2

I'm trying to do some comparisons on different methods for calculating dot products using SSE Intrinsics, but since the methods are only a few cycles long, I have to run the instructions trillions of times for it to take more than a tiny fraction of a second. The only problem with that is that gcc with the -O3 flag is "optimizing" my main method into an infinite loop.

My code is

#include <immintrin.h>
#include <stdlib.h>
#include <stdio.h>
#include <time.h>
#include <inttypes.h>
#define NORMAL 0

struct _Vec3 {
    float x;
    float y;
    float z;
    float w;
};

typedef struct _Vec3 Vec3;

__m128 singleDot(__m128 a, __m128 b) {
    return _mm_dp_ps(a, b, 0b00001111);
}

int main(int argc, char** argv) {
    for (uint16_t j = 0; j < (1L << 16); j++) {
        for (uint64_t i = 0; i < (1L << 62); i++) {
            Vec3 a = {i, i + 0.5, i + 1, 0.0};
            Vec3 b = {i, i - 0.5, i - 1, 0.0};
            #if NORMAL
            float ans = normalDot(a, b); // naive implementation
            #else
            // float _c[4] = {a.x, a.y, a.z, 0.0};
            // float _d[4] = {b.x, b.y, b.z, 0.0};
            __m128 c = _mm_load_ps((float*)&a);
            __m128 d = _mm_load_ps((float*)&b);
            __m128 ans = singleDot(c, d);
            #endif
        }
    }
}

but when I compile with gcc -std=c11 -march=native -O3 main.c and run objdump -d, it turns main into

0000000000400400 <main>:
  400400:   eb fe                   jmp    400400 <main>

is there an alternative for timing different approaches?

Peter Cordes
  • 328,167
  • 45
  • 605
  • 847
Calvin Godfrey
  • 2,171
  • 1
  • 11
  • 27
  • For small code snippets an alternative can be to use static code analyzers such as [Intel Architecture Code Analyzer](https://software.intel.com/content/www/us/en/develop/articles/intel-architecture-code-analyzer.html), or [LLVM Machine Code Analyzer](https://llvm.org/docs/CommandGuide/llvm-mca.html). – chtz May 27 '20 at 09:30

2 Answers2

2

That's because this:

for (uint16_t j = 0; j < (1L << 16); j++) {

is an infinte loop -- the maximum value for a uint16_t is 65535 (216-1), after which it will wrap back to 0. So the test will always be true.

Chris Dodd
  • 119,907
  • 13
  • 134
  • 226
  • Oohh, that's embarassing. Meant that to be a uint64_t – Calvin Godfrey May 27 '20 at 04:48
  • @CalvinGodfrey: Fixing would still optimize away the work to calculate an unused result. But even fixing that with Google Benchmark's DoNotOptimize empty inline asm or something would leave the more fundamental problem of whether you're timing throughput or latency, depending on which is more relevant in the real use case. – Peter Cordes May 27 '20 at 04:50
  • 1
    The compiler should have warned about this, enable more compiler warnings. – Bernd Elkemann May 27 '20 at 04:51
2

Even after fixing the uint16_t instead of uint64_t typo that makes your loop infinite, the actual work would still be optimized away because nothing uses the result.

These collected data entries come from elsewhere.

PR #733, opened 2016-07-20
Fix URL not clickable

hayesjordan:


cco3:
What exactly was the new descendant getting in the way?

cco3:
Also, will this break the star functionality?

hayesjordan:
When the star functionality was added it took away the ability to click the URLs because it's click handler was disabling the list item click handler. When you block focusability it doesn't disable the item's click handler.

hayesjordan:
This does not break the star functionality, but may not work with certain hardware. 

> Note: Because of this trick, your layout no longer works using a directional pad or a trackball. Indeed, we cannot select a accessories of an itemview. I don’t consider this as a major problem because most Android devices are now based on a touch-screen and the Android Market automatically adds a hardware requirement for a touchscreen to all applications (android.hardware.touchscreen). If you want your code to be safe, you can add a `<uses-hardware />` tag in your AndroidManifest.xml

cco3:
LGTM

You can use Google Benchmark's DoNotOptimize to stop your unused ans result from being optimized away. e.g. functions like "Escape" and "Clobber" that this Q&A is asking about. That works in GCC, and that question links to a relevant youtube video from a clang developer's CppCon talk.

Another worse way is to assign the result to a volatile variable. But keep in mind that common-subexpression elimination can still optimize away earlier parts of the calculation, whether you use volatile or an inline-asm macro to make sure the compiler materializes the actual final result somewhere. Micro-benchmarking is hard. You need the compiler to do exactly the amount of work that would happen in the real use-case, but not more.

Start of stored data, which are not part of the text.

PR #734, opened 2016-07-20
Added revised mDNS protocol

nishadg246:
Allows for broadcasting of public or private URLs over mDNS.

### DIFF
--- a/android/PhysicalWeb/app/build.gradle
+++ b/android/PhysicalWeb/app/build.gradle
@@ -75,6 +75,7 @@ dependencies {
     compile 'com.android.volley:volley@aar'
     compile 'org.uribeacon:uribeacon-library-release@aar'
     compile 'com.android.support:appcompat-v7:23.4.0'
+    compile 'com.youview:tinydnssd:1.2.7'
 }
 
 checkstyle {
--- a/android/PhysicalWeb/app/src/main/AndroidManifest.xml
+++ b/android/PhysicalWeb/app/src/main/AndroidManifest.xml
@@ -12,6 +12,12 @@
     <uses-permission android:name="android.permission.BLUETOOTH_ADMIN"/>
     <uses-permission android:name="android.permission.RECEIVE_BOOT_COMPLETED"/>
     <uses-permission android:name="android.permission.ACCESS_COARSE_LOCATION"/>
+    <uses-permission
+        android:required="true"
+        android:name="android.permission.ACCESS_WIFI_STATE"/>
+    <uses-permission
+        android:required="true"
+        android:name="android.permission.CHANGE_WIFI_STATE"/>
     <!-- This is required for the scan library. -->
     <uses-permission android:name="android.permission.WAKE_LOCK"/>
 
--- a/android/PhysicalWeb/app/src/main/java/org/physical_web/physicalweb/MdnsUrlDeviceDiscoverer.java
+++ b/android/PhysicalWeb/app/src/main/java/org/physical_web/physicalweb/MdnsUrlDeviceDiscoverer.java
@@ -17,74 +17,59 @@
 package org.physical_web.physicalweb;
 
 import android.content.Context;
-import android.net.nsd.NsdManager;
-import android.net.nsd.NsdServiceInfo;
 import android.util.Log;
 import android.webkit.URLUtil;
 
+import com.youview.tinydnssd.DiscoverResolver;
+import com.youview.tinydnssd.MDNSDiscover;
+
+import java.util.Map;
+
+
 class MdnsUrlDeviceDiscoverer extends UrlDeviceDiscoverer {
-  private static final String TAG = "MdnsUrlDeviceDiscoverer";
-  NsdManager.DiscoveryListener mDiscoveryListener = new NsdManager.DiscoveryListener() {
-
-    @Override
-    public void onDiscoveryStarted(String regType) {
-      Log.d(TAG, "Service discovery started");
-      mState = State.STARTED;
-    }
-
-    @Override
-    public void onServiceFound(NsdServiceInfo service) {
-      Log.d(TAG, "Service discovery success" + service);
-      String name = service.getServiceName();
-      if (URLUtil.isNetworkUrl(name)) {
-        String id = TAG + service.getHost() + service.getPort();
-        reportUrlDevice(createUrlDeviceBuilder(id, name)
-            .setPrivate()
-            .build());
-      }
-    }
-
-    @Override
-    public void onServiceLost(NsdServiceInfo service) {
-      Log.e(TAG, "service lost" + service);
-    }
-
-    @Override
-    public void onDiscoveryStopped(String serviceType) {
-      Log.i(TAG, "Discovery stopped: " + serviceType);
-      mState = State.STOPPED;
-      if (toRestart) {
-        toRestart = false;
-        startScan();
-      }
-    }
-
-    @Override
-    public void onStartDiscoveryFailed(String serviceType, int errorCode) {
-      Log.e(TAG, "Discovery failed: Error code:" + errorCode);
-      mNsdManager.stopServiceDiscovery(this);
-    }
-
-    @Override
-    public void onStopDiscoveryFailed(String serviceType, int errorCode) {
-      Log.e(TAG, "Discovery failed: Error code:" + errorCode);
-      mNsdManager.stopServiceDiscovery(this);
-    }
-  };
-  private static final String MDNS_SERVICE_TYPE = "_http._tcp.";
-  private NsdManager mNsdManager;
+  private static final String TAG = "mdns";
+  private DiscoverResolver mResolver;
+  private static final String MDNS_SERVICE_TYPE = "_physicalweb._tcp";
   private enum State {
     STOPPED,
     WAITING,
     STARTED,
   }
   private State mState;
-  private boolean toRestart;
 
   public MdnsUrlDeviceDiscoverer(Context context) {
-    mNsdManager = (NsdManager) context.getSystemService(Context.NSD_SERVICE);
     mState = State.STOPPED;
-    toRestart = false;
+    resolver = new DiscoverResolver(context, MDNS_SERVICE_TYPE,
+        new DiscoverResolver.Listener() {
+      @Override
+      public void onServicesChanged(Map<String, MDNSDiscover.Result> services) {
+        for (MDNSDiscover.Result result : services.values()) {
+          // access the Bluetooth MAC from the TXT record
+          String url = result.txt.dict.get("url");
+          Log.d(TAG, url);
+          String id = TAG + result.srv.fqdn + result.srv.port;
+          String title = "";
+          String description = "";
+          if ("false".equals(result.txt.dict.get("public"))) {
+            if (result.txt.dict.containsKey("title")) {
+              title = result.txt.dict.get("title");
+            }
+            if (result.txt.dict.containsKey("description")) {
+              description = result.txt.dict.get("description");
+            }
+            reportUrlDevice(createUrlDeviceBuilder(id, url)
+              .setPrivate()
+              .setTitle(title)
+              .setDescription(description)
+              .build());
+          } else if (URLUtil.isNetworkUrl(url)) {
+            reportUrlDevice(createUrlDeviceBuilder(id, url)
+              .setPrivate()
+              .build());
+          }
+        }
+      }
+    });
   }
 
   @Override
@@ -93,7 +78,7 @@ class MdnsUrlDeviceDiscoverer extends UrlDeviceDiscoverer {
       return;
     }
     mState = State.WAITING;
-    mNsdManager.discoverServices(MDNS_SERVICE_TYPE, NsdManager.PROTOCOL_DNS_SD, mDiscoveryListener);
+    resolver.start();
   }
 
   @Override
@@ -102,12 +87,6 @@ class MdnsUrlDeviceDiscoverer extends UrlDeviceDiscoverer {
       return;
     }
     mState = State.WAITING;
-    mNsdManager.stopServiceDiscovery(mDiscoveryListener);
-  }
-
-  @Override
-  public synchronized void restartScan() {
-    toRestart = true;
-    stopScan();
+    resolver.stop();
   }
 }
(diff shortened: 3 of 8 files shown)


android/PhysicalWeb/app/build.gradle
```diff
@@ -75,6 +75,7 @@ dependencies {
     compile 'com.android.volley:volley@aar'
     compile 'org.uribeacon:uribeacon-library-release@aar'
     compile 'com.android.support:appcompat-v7:23.4.0'
+    compile 'com.youview:tinydnssd:1.2.7'
```
cco3: Do we just want to use the standard library and limit this functionality to N?

android/PhysicalWeb/app/src/main/java/org/physical_web/physicalweb/NearbyBeaconsFragment.java
```diff
@@ -344,21 +348,39 @@ private void emptyGroupIdQueue() {
...
     NearbyBeaconsAdapter() {
       mPwPairs = new ArrayList<>();
+      numberOfHideableResults = 0;
     }
 
     public void addItem(PwPair pwPair) {
-      mPwPairs.add(pwPair);
+      if (Utils.isLocalDevice(pwPair.getUrlDevice())) {
+        if (numberOfHideableResults == 0) {
+          mPwPairs.add(new PwPair(null, new PwsResult(null, null)));
```
cco3: Add a comment explaining this

android/PhysicalWeb/app/src/main/java/org/physical_web/physicalweb/Utils.java
```diff
@@ -67,7 +67,9 @@
   private static final String DISCOVERY_SERVICE_PREFS_KEY =
       "org.physical_web.physicalweb.DISCOVERY_SERVICE_PREFS";
   private static final String SCANTIME_KEY = "scantime";
-  private static final String PUBLIC_KEY = "public";
+  public static final String PUBLIC_KEY = "public";
```
cco3: are these supposed to be public?

android/PhysicalWeb/app/src/main/java/org/physical_web/physicalweb/Utils.java
```diff
@@ -549,6 +551,20 @@ public static boolean isBleUrlDevice(UrlDevice urlDevice) {
   }
 
   /**
+   * Checks if device is Local.
+   * @param urlDevice The device that is getting checked.
+   * @return If the device is local or not.
+   */
+  public static boolean isLocalDevice(UrlDevice urlDevice) {
```
cco3: Something other than local would be better...isResolvable might make more sense

nishadg246:
@cco3 fixed

cco3:
LGTM from this and previous versions of the change

nishadg246:
@nondebug

android/PhysicalWeb/app/src/main/java/org/physical_web/physicalweb/MdnsUrlDeviceDiscoverer.java
```diff
@@ -17,74 +17,63 @@
...
-    public void onStopDiscoveryFailed(String serviceType, int errorCode) {
-      Log.e(TAG, "Discovery failed: Error code:" + errorCode);
-      mNsdManager.stopServiceDiscovery(this);
-    }
-  };
-  private static final String MDNS_SERVICE_TYPE = "_http._tcp.";
-  private NsdManager mNsdManager;
+class MdnsUrlDeviceDiscoverer extends UrlDeviceDiscoverer {
+  private static final String TAG = "mdns";
+  DiscoverResolver resolver;
```
nondebug: private DiscoverResolver mResolver

android/PhysicalWeb/app/src/main/java/org/physical_web/physicalweb/MdnsUrlDeviceDiscoverer.java
```diff
@@ -17,74 +17,63 @@
...
-    mNsdManager = (NsdManager) context.getSystemService(Context.NSD_SERVICE);
     mState = State.STOPPED;
-    toRestart = false;
+    resolver = new DiscoverResolver(context, MDNS_SERVICE_TYPE,
+    new DiscoverResolver.Listener() {
+      @Override
+      public void onServicesChanged(Map<String, MDNSDiscover.Result> services) {
+        for (MDNSDiscover.Result result : services.values()) {
+            // access the Bluetooth MAC from the TXT record
+            Log.d(TAG, result.txt.dict.toString());
```
nondebug: .toString() is unnecessary here, Log.d(TAG, result.txt.dict) will also print the dict's string representation

android/PhysicalWeb/app/src/main/java/org/physical_web/physicalweb/MdnsUrlDeviceDiscoverer.java
```diff
@@ -17,74 +17,63 @@
...
+            String url = result.txt.dict.get("url");
+            Log.d(TAG, url);
+            String id = TAG + result.srv.fqdn + result.srv.port;
+            String title = "";
+            String description = "";
```
nondebug: Strings are automatically initialized to the empty string so the assignments are unnecessary here

android/PhysicalWeb/app/src/main/java/org/physical_web/physicalweb/MdnsUrlDeviceDiscoverer.java
```diff
@@ -17,74 +17,63 @@
...
+            if (result.txt.dict.containsKey("public") &&
+                result.txt.dict.get("public").equals("false")) {
```
nondebug: You could reverse the comparison to avoid calling containsKey:
"false".equals(result.txt.dict.get("public"))
If the key isn't present it will return null, and .equals(null) will return false

android/PhysicalWeb/app/src/main/java/org/physical_web/physicalweb/MdnsUrlDeviceDiscoverer.java
```diff
@@ -17,74 +17,63 @@
...
+              }
+              if (result.txt.dict.containsKey("description")) {
+                description = result.txt.dict.get("description");
+              }
+              reportUrlDevice(createUrlDeviceBuilder(id, url)
+                .setPrivate()
+                .setTitle(title)
+                .setDescription(description)
+                .build());
+              continue;
```
nondebug: instead of using continue here, could you make the next block "else if"?

android/PhysicalWeb/app/src/main/java/org/physical_web/physicalweb/NearbyBeaconsFragment.java
```diff
@@ -344,21 +348,39 @@ private void emptyGroupIdQueue() {
     mNearbyDeviceAdapter.notifyDataSetChanged();
   }
 
+  private boolean isFolderItem(PwPair item) {
```
nondebug: make this static

android/PhysicalWeb/app/src/main/java/org/physical_web/physicalweb/NearbyBeaconsFragment.java
```diff
@@ -344,21 +348,39 @@ private void emptyGroupIdQueue() {
...
+    return item.getUrlDevice() == null && item.getPwsResult().getSiteUrl() == null;
+  }
+
   // Adapter for holding beacons found through scanning.
   private class NearbyBeaconsAdapter extends BaseAdapter {
     private List<PwPair> mPwPairs;
+    private int numberOfHideableResults;
```
nondebug: mNumberOfHideableResults

android/PhysicalWeb/app/src/main/java/org/physical_web/physicalweb/NearbyBeaconsFragment.java
```diff
@@ -398,15 +427,20 @@ private void setText(View view, int textViewId, String text) {
...
       // Display the pwsResult.
       PwPair pwPair = getItem(i);
       PwsResult pwsResult = pwPair.getPwsResult();
+      if (isFolderItem(pwPair)) {
+        view = getActivity().getLayoutInflater().inflate(R.layout.folder_item_nearby_beacon,
+            viewGroup, false);
+        WifiManager wifiManager = (WifiManager) getActivity().
+            getSystemService(Context.WIFI_SERVICE);
+        WifiInfo wifiInfo = wifiManager.getConnectionInfo();
+        setText(view, R.id.title, wifiInfo.getSSID().trim().replace("\"", ""));
```
nondebug: It would be better to only strip off the leading and trailing quotes rather than removing all quotes since there might be " characters in the SSID itself.

android/PhysicalWeb/app/src/main/AndroidManifest.xml
```diff
@@ -12,6 +12,12 @@
     <uses-permission android:name="android.permission.BLUETOOTH_ADMIN"/>
     <uses-permission android:name="android.permission.RECEIVE_BOOT_COMPLETED"/>
     <uses-permission android:name="android.permission.ACCESS_COARSE_LOCATION"/>
+        <uses-permission
```
nondebug: fix indent

android/PhysicalWeb/app/src/main/java/org/physical_web/physicalweb/MdnsUrlDeviceDiscoverer.java
```diff
@@ -17,74 +17,63 @@
...
   public MdnsUrlDeviceDiscoverer(Context context) {
-    mNsdManager = (NsdManager) context.getSystemService(Context.NSD_SERVICE);
     mState = State.STOPPED;
-    toRestart = false;
+    resolver = new DiscoverResolver(context, MDNS_SERVICE_TYPE,
+    new DiscoverResolver.Listener() {
+      @Override
+      public void onServicesChanged(Map<String, MDNSDiscover.Result> services) {
+        for (MDNSDiscover.Result result : services.values()) {
+            // access the Bluetooth MAC from the TXT record
```
nondebug: dedent this block one level

nishadg246:
@nondebug fixed

android/PhysicalWeb/app/src/main/java/org/physical_web/physicalweb/MdnsUrlDeviceDiscoverer.java
```diff
@@ -17,74 +17,59 @@
...
-    public void onStopDiscoveryFailed(String serviceType, int errorCode) {
-      Log.e(TAG, "Discovery failed: Error code:" + errorCode);
-      mNsdManager.stopServiceDiscovery(this);
-    }
-  };
-  private static final String MDNS_SERVICE_TYPE = "_http._tcp.";
-  private NsdManager mNsdManager;
+class MdnsUrlDeviceDiscoverer extends UrlDeviceDiscoverer {
+  private static final String TAG = "mdns";
+  private DiscoverResolver resolver;
```
nondebug: mResolver?

android/PhysicalWeb/app/src/main/java/org/physical_web/physicalweb/NearbyBeaconsFragment.java
```diff
@@ -398,15 +430,21 @@ private void setText(View view, int textViewId, String text) {
...
       PwPair pwPair = getItem(i);
       PwsResult pwsResult = pwPair.getPwsResult();
+      if (isFolderItem(pwPair)) {
+        view = getActivity().getLayoutInflater().inflate(R.layout.folder_item_nearby_beacon,
+            viewGroup, false);
+        WifiManager wifiManager = (WifiManager) getActivity().
+            getSystemService(Context.WIFI_SERVICE);
+        WifiInfo wifiInfo = wifiManager.getConnectionInfo();
+        String ssid = wifiInfo.getSSID().trim();
+        setText(view, R.id.title, ssid.substring(1,ssid.length() -1));
```
nondebug: According to the getSSID documentation, it's possible that the returned SSID won't have the leading and trailing quotes if the SSID can't be decoded as UTF-8:

Returns the service set identifier (SSID) of the current 802.11 network. If the SSID can be decoded as UTF-8, it will be returned surrounded by double quotation marks. Otherwise, it is returned as a string of hex digits. The SSID may be <unknown ssid> if there is no network currently connected.

https://developer.android.com/reference/android/net/wifi/WifiInfo.html#getSSID()

We should detect the hex digits case and do something reasonable.  I think it's enough to display something generic like "Wireless Network".

android/PhysicalWeb/app/src/main/res/layout/list_item_nearby_beacon.xml
```diff
@@ -94,6 +94,8 @@
 
     </LinearLayout>
 
+
```
nondebug: remove the added newlines

nishadg246:
@nondebug fixed

android/PhysicalWeb/app/src/main/java/org/physical_web/physicalweb/NearbyBeaconsFragment.java
```diff
@@ -398,15 +430,25 @@ private void setText(View view, int textViewId, String text) {
...
       PwsResult pwsResult = pwPair.getPwsResult();
+      if (isFolderItem(pwPair)) {
+        view = getActivity().getLayoutInflater().inflate(R.layout.folder_item_nearby_beacon,
+            viewGroup, false);
+        WifiManager wifiManager = (WifiManager) getActivity().
+            getSystemService(Context.WIFI_SERVICE);
+        WifiInfo wifiInfo = wifiManager.getConnectionInfo();
+        String ssid = wifiInfo.getSSID().trim();
+        if (ssid.charAt(0) == '"' && ssid.charAt(ssid.length()-1) == '"') {
+          setText(view, R.id.title, ssid.substring(1,ssid.length() -1));
```
nondebug: Add spaces before and after arithmetic operators and after commas.
```
        if (ssid.charAt(0) == '"' && ssid.charAt(ssid.length() - 1) == '"') {
          setText(view, R.id.title, ssid.substring(1, ssid.length() - 1));
```
LGTM otherwise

See Idiomatic way of performance evaluation? for that and more.


Keep in mind exactly what you're measuring here.

Probably a bunch of loop overhead and probably store-forwarding stalls depending on whether the compiler vectorizes those initializers or not, but even if it does; conversion of integer to FP and 2x SIMD FP additions are comparable in cost a dpps in terms of throughput cost. (Which is what you're measuring, not latency; the difference matters a lot on CPUs with out-of-order execution depending on the context of your real use case).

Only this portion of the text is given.